* **What this task involves**: Which lines below contain "flashElements"? Pull them out.

━━━━━ Input for this task

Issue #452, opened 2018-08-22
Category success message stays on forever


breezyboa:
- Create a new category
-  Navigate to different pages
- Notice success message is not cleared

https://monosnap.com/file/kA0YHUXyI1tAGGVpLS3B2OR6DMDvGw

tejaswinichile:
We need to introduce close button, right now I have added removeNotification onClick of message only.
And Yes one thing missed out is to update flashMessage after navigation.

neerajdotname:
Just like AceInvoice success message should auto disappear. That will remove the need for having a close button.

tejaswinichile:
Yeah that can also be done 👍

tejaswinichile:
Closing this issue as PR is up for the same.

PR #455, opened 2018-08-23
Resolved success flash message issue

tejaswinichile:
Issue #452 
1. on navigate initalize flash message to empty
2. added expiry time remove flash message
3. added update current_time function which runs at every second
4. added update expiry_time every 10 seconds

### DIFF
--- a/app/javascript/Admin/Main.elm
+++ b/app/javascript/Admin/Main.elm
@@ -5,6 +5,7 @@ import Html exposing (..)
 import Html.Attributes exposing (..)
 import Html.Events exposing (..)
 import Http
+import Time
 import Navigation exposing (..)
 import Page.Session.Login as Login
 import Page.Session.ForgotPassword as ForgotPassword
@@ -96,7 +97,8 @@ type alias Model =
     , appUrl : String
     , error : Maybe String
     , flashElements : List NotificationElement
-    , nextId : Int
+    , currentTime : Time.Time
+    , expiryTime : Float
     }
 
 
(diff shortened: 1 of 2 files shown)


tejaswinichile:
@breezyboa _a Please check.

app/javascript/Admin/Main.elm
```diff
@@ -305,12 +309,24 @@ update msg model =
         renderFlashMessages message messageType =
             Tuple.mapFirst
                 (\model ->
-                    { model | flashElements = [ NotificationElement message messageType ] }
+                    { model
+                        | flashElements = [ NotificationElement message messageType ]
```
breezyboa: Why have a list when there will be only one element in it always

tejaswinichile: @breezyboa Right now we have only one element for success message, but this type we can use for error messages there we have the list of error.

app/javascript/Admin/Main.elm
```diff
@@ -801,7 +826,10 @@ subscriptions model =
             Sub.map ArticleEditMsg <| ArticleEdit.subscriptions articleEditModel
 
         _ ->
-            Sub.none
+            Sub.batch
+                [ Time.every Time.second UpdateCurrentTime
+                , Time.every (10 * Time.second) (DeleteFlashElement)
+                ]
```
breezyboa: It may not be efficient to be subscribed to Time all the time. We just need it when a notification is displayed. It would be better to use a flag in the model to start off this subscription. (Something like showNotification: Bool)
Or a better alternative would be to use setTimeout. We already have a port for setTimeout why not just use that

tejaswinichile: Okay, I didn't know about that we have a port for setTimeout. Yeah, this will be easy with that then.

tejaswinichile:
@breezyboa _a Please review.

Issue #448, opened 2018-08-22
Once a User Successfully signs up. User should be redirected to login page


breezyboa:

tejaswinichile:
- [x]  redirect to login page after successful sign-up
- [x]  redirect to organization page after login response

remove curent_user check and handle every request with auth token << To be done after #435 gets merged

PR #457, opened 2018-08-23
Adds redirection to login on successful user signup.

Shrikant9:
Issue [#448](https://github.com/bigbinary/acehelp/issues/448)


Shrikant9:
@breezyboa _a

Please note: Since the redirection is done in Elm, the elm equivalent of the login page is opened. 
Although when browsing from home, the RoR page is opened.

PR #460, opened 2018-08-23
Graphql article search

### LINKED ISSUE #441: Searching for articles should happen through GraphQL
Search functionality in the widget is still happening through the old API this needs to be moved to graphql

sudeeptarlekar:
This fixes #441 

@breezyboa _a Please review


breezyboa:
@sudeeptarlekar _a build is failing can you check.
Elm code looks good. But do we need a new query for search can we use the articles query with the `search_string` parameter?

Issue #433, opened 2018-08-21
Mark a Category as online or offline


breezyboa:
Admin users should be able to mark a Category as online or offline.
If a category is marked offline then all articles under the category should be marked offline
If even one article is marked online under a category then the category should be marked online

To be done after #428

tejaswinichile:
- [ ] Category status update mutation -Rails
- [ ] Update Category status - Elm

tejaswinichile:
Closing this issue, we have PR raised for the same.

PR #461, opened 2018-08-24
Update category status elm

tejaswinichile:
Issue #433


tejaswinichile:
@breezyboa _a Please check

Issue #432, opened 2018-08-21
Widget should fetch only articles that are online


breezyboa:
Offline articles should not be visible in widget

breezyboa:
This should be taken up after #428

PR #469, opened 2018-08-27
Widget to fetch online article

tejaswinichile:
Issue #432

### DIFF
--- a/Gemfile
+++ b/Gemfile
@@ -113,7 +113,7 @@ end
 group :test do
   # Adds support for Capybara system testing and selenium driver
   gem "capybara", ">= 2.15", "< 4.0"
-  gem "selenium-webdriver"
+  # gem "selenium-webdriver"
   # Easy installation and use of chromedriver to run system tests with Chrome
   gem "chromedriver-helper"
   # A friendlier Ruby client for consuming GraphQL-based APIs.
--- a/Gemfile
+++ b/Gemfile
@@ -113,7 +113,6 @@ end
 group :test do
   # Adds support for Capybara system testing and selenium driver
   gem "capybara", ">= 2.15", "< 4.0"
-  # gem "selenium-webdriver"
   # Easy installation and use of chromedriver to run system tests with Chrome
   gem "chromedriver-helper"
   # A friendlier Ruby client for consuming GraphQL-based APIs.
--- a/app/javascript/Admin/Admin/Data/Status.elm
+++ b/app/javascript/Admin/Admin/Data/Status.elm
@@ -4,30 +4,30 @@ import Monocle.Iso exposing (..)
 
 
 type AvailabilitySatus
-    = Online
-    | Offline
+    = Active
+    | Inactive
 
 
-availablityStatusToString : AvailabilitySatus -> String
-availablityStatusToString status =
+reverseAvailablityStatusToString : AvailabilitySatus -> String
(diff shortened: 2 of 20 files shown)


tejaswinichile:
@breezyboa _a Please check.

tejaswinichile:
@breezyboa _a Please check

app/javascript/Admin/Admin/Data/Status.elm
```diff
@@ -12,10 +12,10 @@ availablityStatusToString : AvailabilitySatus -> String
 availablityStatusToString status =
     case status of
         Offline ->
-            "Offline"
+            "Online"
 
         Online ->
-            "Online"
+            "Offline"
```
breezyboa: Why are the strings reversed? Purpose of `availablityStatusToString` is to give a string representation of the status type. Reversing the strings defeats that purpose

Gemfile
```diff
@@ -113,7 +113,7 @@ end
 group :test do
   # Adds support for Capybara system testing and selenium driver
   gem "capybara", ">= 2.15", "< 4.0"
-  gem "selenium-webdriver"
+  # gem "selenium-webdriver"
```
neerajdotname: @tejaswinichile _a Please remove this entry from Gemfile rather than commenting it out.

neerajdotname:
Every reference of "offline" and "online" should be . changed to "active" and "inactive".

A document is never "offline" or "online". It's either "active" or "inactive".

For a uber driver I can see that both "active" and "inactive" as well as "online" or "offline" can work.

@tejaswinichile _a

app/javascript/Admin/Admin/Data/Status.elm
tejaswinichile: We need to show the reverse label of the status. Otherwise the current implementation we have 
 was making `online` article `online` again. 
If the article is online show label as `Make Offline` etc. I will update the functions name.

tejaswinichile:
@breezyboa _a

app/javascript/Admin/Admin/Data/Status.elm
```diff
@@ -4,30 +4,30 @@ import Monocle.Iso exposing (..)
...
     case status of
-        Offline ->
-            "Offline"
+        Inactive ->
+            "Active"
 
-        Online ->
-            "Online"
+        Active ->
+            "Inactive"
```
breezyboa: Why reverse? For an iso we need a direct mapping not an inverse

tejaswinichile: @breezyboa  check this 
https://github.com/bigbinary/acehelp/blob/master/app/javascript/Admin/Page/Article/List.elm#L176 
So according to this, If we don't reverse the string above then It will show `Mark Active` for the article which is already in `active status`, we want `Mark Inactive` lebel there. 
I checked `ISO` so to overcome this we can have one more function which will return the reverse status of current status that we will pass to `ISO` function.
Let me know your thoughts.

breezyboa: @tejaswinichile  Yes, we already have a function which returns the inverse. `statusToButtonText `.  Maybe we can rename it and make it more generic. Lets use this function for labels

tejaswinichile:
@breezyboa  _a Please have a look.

━━━━━━━━━━

* **Answer section**:
     , flashElements : List NotificationElement
-                    { model | flashElements = [ NotificationElement message messageType ] }
+                        | flashElements = [ NotificationElement message messageType ]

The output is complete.